**WORK REQUEST:**
Total the lines of the listing below that hold the word "dhlevi". Output nothing except that number.

-------- DATA EXTRACTS --------

PR #1264, opened 2023-10-28
wfnews-1043 Add buffer to polygon and initialize map correctly

ssylver93:


client/wfnews-war/src/main/angular/src/app/components/full-details/area-restrictions-full-details/area-restrictions-full-details.component.ts
```diff
@@ -128,24 +127,36 @@ export class AreaRestrictionsFullDetailsComponent extends FullDetailsComponent i
...
+  });
+
   let xArray: number [] = [];
   let yArray: number [] = [];
 
-  poly.forEach((value) => {
-    xArray.push(value[0]);
-    yArray.push(value[1]);
-  })
+  buffer.geometry.coordinates[0].forEach((value) => {
```
dhlevi, line 156: Turf has a BBOX function that you can use here. `turf.bbox` can take a polygon or multipoly and calculate the bbox from that

Also, try to avoid forEach where we can. It changes scope and is less efficient than using for of

dhlevi (approved):
Some issues with this architecturally, but the code looks good (you may want to simplify the bbox with turf, but that's certainly not a showstopper). I'll bring these up in the main channel

client/wfnews-war/src/main/angular/src/app/components/full-details/area-restrictions-full-details/area-restrictions-full-details.component.ts
ssylver93: I've update now based on your comments, thanks

PR #1265, opened 2023-10-30
Full details update

dhlevi:


dhlevi:
On the Routing, we're passing in params to the full details page rather than a specific page type. So what happens I include two params for conflicting types? `full-details?restrictionID=1` will land me on the Area Restrictions page now, but when we have other types, how do we handle other params? Duplicate Params? Error checks on "not found" and load failures?

ssylver93 (approved):

PR #392, opened 2024-10-18
Decontamination scripts

pdasigi:
Scripts for indexing training datasets and querying them with evaluation sets to quantify contamination, using exact, ngram, or embedding-based matching.


natolambert (approved):
Looks great. Can you also add a note to the top level readme on what this directory is for?

I wasn't sure if it should be its own top level folder, but I think it should be.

--------

**FINAL ANSWER:**
4